PR #1792, opened 2021-08-04
Improved DB access docs

ronaldheft-usds:
This PR updates our DB access docs.

## Changes
- Example uses read-only connection
- Add to example a one-liner for setting and parsing the access token
- Adds notes about session expiration
- Fixes script syntax highlighting

### DIFF
--- a/prime-router/docs/azure_database_login.md
+++ b/prime-router/docs/azure_database_login.md
@@ -16,7 +16,7 @@ az account get-access-token --resource-type oss-rdbms
 
 You will receive a response that looks like:
 
-```shell
+```json
 {
   "accessToken": "token",
   "expiresOn": "2021-04-22 16:22:54.350957",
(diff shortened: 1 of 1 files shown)


prime-router/docs/azure_database_login.md
```diff
@@ -4,19 +4,19 @@ This is the process for logging into our database via Azure Active Directory.
...
 
-```aidl
+```shell
 az account get-access-token --resource-type oss-rdbms
 ```
 
 You will receive a response that looks like:
 
-```aidl
+```shell
```
td-usds, line 19: use `json` instead of `shell`

td-usds (approved):
One small thing: make the json verbatim code be `json` instead of `shell` but otherwise looks good

prime-router/docs/azure_database_login.md
td-usds, line 19:
```suggestion
```json
```

td-usds (approved):
see suggested change, otherwise looks good

td-usds (approved):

◆ **What to work on**: Would you give the number of lines of the data that include the string "type"? Nothing else is wanted.

◆ **Exercise response**: 2